PR #18026, opened 2025-04-01
chore(suite-desktop): make node-bridge rollout conditions equal for a…

mroz22:
…ll platforms (1%)

what next? do you want to go higher then 1%? going from 0 to 1 is quite a big change for windows 🤔 

cc @MiroslavProchazka @Hannsek


Hannsek:
> what next? do you want to go higher then 1%? going from 0 to 1 is quite a big change for windows 🤔

We'll see after the release, no?

MiroslavProchazka:
Let’s go to 1% on all platforms on 25.4. Then, I would wait and go for 10%. But let’s see what this change will bring

martykan (approved):

PR #18029, opened 2025-04-01
fix(suite-native): ios sharp build

PeKne:
Attempt to fix CI iOS build failing due to sharp lib build. Solution inspired by: https://github.com/lovell/sharp/issues/4253.


matejkriz (approved):
Let's give it a try. Comment in code would be nice, but we can always check the PR that introduced this env var, it's a nitpick.

PeKne:
makes sense, comment added.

TASK DIRECTIONS. Report the number of lines in the listing where the string "going" appears, and nothing besides.

SOLUTION TO THE EXERCISE. 2